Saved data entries

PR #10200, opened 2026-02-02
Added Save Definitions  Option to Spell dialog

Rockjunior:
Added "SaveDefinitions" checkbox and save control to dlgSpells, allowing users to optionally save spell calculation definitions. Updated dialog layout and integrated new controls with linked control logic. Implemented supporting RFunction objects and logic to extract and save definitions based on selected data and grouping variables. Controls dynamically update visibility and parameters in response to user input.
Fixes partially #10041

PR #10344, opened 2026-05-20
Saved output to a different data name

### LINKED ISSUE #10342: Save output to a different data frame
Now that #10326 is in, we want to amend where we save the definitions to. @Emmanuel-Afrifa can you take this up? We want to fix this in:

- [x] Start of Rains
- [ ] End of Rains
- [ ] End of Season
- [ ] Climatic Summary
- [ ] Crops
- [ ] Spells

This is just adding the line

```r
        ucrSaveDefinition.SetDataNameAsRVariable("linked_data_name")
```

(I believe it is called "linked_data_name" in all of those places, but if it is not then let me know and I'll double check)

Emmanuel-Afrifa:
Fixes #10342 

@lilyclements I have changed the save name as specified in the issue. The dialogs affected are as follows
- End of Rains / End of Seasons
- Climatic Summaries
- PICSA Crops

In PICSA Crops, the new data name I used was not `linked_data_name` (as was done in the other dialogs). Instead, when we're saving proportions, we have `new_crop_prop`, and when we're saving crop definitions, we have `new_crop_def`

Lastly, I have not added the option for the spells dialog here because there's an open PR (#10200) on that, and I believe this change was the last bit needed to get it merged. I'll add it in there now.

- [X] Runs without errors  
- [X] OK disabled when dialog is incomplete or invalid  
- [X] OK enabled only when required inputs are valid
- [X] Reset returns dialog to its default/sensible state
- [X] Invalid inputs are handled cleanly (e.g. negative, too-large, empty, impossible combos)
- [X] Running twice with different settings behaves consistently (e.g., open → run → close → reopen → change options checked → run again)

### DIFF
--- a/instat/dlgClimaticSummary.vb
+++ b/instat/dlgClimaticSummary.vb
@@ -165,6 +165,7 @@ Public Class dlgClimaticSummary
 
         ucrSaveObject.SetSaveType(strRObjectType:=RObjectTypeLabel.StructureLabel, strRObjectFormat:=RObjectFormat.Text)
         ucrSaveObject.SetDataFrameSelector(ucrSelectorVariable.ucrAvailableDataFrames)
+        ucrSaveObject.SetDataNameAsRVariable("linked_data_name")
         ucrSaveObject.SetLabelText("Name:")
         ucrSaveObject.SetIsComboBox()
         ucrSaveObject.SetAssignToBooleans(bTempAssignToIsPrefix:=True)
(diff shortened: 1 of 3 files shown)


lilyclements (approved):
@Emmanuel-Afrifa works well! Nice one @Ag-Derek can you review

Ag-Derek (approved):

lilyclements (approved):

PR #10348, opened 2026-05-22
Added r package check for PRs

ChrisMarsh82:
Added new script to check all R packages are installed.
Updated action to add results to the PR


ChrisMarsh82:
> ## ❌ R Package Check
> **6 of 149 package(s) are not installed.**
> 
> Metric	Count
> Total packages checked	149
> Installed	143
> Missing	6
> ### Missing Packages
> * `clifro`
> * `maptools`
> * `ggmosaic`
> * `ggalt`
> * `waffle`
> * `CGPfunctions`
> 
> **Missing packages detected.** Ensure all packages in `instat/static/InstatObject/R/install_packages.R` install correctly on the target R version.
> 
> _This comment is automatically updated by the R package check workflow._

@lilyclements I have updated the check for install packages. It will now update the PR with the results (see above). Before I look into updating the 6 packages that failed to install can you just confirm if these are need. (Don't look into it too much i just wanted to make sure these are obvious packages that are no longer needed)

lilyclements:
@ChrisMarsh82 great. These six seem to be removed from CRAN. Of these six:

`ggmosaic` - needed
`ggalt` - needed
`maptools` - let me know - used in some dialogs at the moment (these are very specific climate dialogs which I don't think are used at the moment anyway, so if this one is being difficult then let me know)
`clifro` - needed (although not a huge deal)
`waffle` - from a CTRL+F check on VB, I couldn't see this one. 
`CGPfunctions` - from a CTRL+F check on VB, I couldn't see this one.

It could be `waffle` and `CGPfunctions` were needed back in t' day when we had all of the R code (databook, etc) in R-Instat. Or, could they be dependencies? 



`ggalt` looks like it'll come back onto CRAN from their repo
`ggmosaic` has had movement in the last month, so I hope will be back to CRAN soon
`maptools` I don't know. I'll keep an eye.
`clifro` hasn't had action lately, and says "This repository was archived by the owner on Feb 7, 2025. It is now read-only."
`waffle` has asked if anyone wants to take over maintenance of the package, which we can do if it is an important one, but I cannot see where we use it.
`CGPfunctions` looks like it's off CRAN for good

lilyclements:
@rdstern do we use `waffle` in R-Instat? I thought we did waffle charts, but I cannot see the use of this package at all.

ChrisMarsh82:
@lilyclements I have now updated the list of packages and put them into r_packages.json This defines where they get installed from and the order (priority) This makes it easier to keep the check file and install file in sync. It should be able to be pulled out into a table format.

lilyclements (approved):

● **WHAT THE EXERCISE ASKS**: Restate verbatim the first line above and all lines after it through the line containing "are as follows"; omit the rest.

● **RESULT**:
PR #10200, opened 2026-02-02
Added Save Definitions  Option to Spell dialog

Rockjunior:
Added "SaveDefinitions" checkbox and save control to dlgSpells, allowing users to optionally save spell calculation definitions. Updated dialog layout and integrated new controls with linked control logic. Implemented supporting RFunction objects and logic to extract and save definitions based on selected data and grouping variables. Controls dynamically update visibility and parameters in response to user input.
Fixes partially #10041

PR #10344, opened 2026-05-20
Saved output to a different data name

### LINKED ISSUE #10342: Save output to a different data frame
Now that #10326 is in, we want to amend where we save the definitions to. @Emmanuel-Afrifa can you take this up? We want to fix this in:

- [x] Start of Rains
- [ ] End of Rains
- [ ] End of Season
- [ ] Climatic Summary
- [ ] Crops
- [ ] Spells

This is just adding the line

```r
        ucrSaveDefinition.SetDataNameAsRVariable("linked_data_name")
```

(I believe it is called "linked_data_name" in all of those places, but if it is not then let me know and I'll double check)

Emmanuel-Afrifa:
Fixes #10342 

@lilyclements I have changed the save name as specified in the issue. The dialogs affected are as follows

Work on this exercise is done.